From scrapheap to new houses

From scrapheap to new houses

Photo by: Ou Mom
Traditional chay yam performances of music and dance marked the opening of the first three homes to be completed by Habitat for Humanity. Above right, families who received keys to their new homes.

V OLUNTEERS from former slums, schools, companies and non-profit groups joined hands to celebrate the handover of three houses they built for former residents of Phnom Penh’s Steung Meanchey refuse tip.

The new homes are among 52 to be built in the latest project by Habitat for Humanity in Oudong, where the families were resettled in neighbouring Kandal province. Ten houses were now under construction, but more volunteers were needed to help finish the project over the next two years, said the group.

Another 21 homes built by the New Equity Association of Hope in the same area were opened last November by former United States president Jimmy Carter and his wife Rosalynn.

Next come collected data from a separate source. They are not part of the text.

PR #1147, opened 2020-04-10
Reverts defensiveness in generic params and shares a buffer

adriancole:
it was a relic of an older JDK, or complete fantasy. This reverts it.

This also fixes where we accidentally didn't share a buffer.

Thanks @felixbarny for mentioning this..

### DIFF
--- a/brave-tests/src/test/java/brave/propagation/ThreadLocalCurrentTraceContextClassLoaderTest.java
+++ b/brave-tests/src/test/java/brave/propagation/ThreadLocalCurrentTraceContextClassLoaderTest.java
@@ -1,5 +1,5 @@
 /*
- * Copyright 2013-2019 The OpenZipkin Authors
+ * Copyright 2013-2020 The OpenZipkin Authors
  *
  * Licensed under the Apache License, Version 2.0 (the "License"); you may not use this file except
  * in compliance with the License. You may obtain a copy of the License at
@@ -40,6 +40,17 @@ public class ThreadLocalCurrentTraceContextClassLoaderTest {
       try (Scope scope = current.newScope(TraceContext.newBuilder().traceId(1).spanId(1).build())) {
 
       }
+    }
+  }
+
+  @Test public void leakedNullScope() {
+    assertRunIsUnloadable(LeakedNullScope.class, getClass().getClassLoader());
+  }
+
+  static class LeakedNullScope implements Runnable {
+    @Override public void run() {
+      CurrentTraceContext current = ThreadLocalCurrentTraceContext.newBuilder().build();
+      current.newScope(null);
     }
   }
 
--- a/brave-tests/src/test/java/brave/propagation/ThreadLocalCurrentTraceContextClassLoaderTest.java
+++ b/brave-tests/src/test/java/brave/propagation/ThreadLocalCurrentTraceContextClassLoaderTest.java
@@ -55,8 +55,12 @@ public class ThreadLocalCurrentTraceContextClassLoaderTest {
   }
 
   /**
-   * TODO: While it is an instrumentation bug to leak a scope, we should be tolerant, for example
-   * considering weak references or similar.
+   * TODO: While it is an instrumentation bug to leak a scope, we should be tolerant.
+   *
+   * <p>The current design problem is we don't know a reference type we can use that clears when
+   * the classloader is unloaded, regardless of GC. For example, having {@link Scope} extend {@link
+   * java.lang.ref.WeakReference} to hold the value to revert. This would only help if GC happened
+   * prior to the classloader unload, which would be an odd thing to rely on.
    */
   @Test(expected = AssertionError.class) public void leakedScope_preventsUnloading() {
     assertRunIsUnloadable(LeakedScope.class, getClass().getClassLoader());
--- a/brave/src/main/java/brave/Tracing.java
+++ b/brave/src/main/java/brave/Tracing.java
@@ -49,8 +49,7 @@ import zipkin2.reporter.Sender;
  * for example via spring or when mocking.
  */
 public abstract class Tracing implements Closeable {
-  // AtomicReference<Object> instead of AtomicReference<Tracing> to ensure unloadable
-  static final AtomicReference<Object> CURRENT = new AtomicReference<>();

Last week’s handover brought tears to the eyes of the three families when they were given ceremonial keys to their new brick-built houses.
“I’ve never had my own house before – I just used to rent a shack at the Steung Meanchey dump,”said new homeowner Chhun Vuy Leng. “When it rained, the old house flooded and we got skin infections. We had to live amid the stink and suffered a lot of infections,” he said.

“But now I’ve got a new house with a green environment around, and fresh air. I’d like to live here forever.”

His sentiments were echoed by another proud new homeowner, Rang Leng Eng. She said, tears welling up: “Thank you to everyone who helped build my house. Finally I can live in my dream home.”

The celebrations were launched with a performance of classic chay yam music, comedy and dancing. Those interested in building homes can spend half a day or more helping to build the houses, and don’t need any special skills or knowledge, according to Melissa Cronin, the communication officer of Habitat for Humanity in Cambodia.

However, there was always the chance for volunteers to learn new skills under the guidance of the group’s leaders, she added.

Even teenage students have helped lay bricks, as Northbridge International School student Roath Siv Kim found out. “When I helped build the houses this September, I found out the work was much harder than I expected. But I realised that I could help other people,” she said. “I felt happy when I understood that all my sweat was not useless.”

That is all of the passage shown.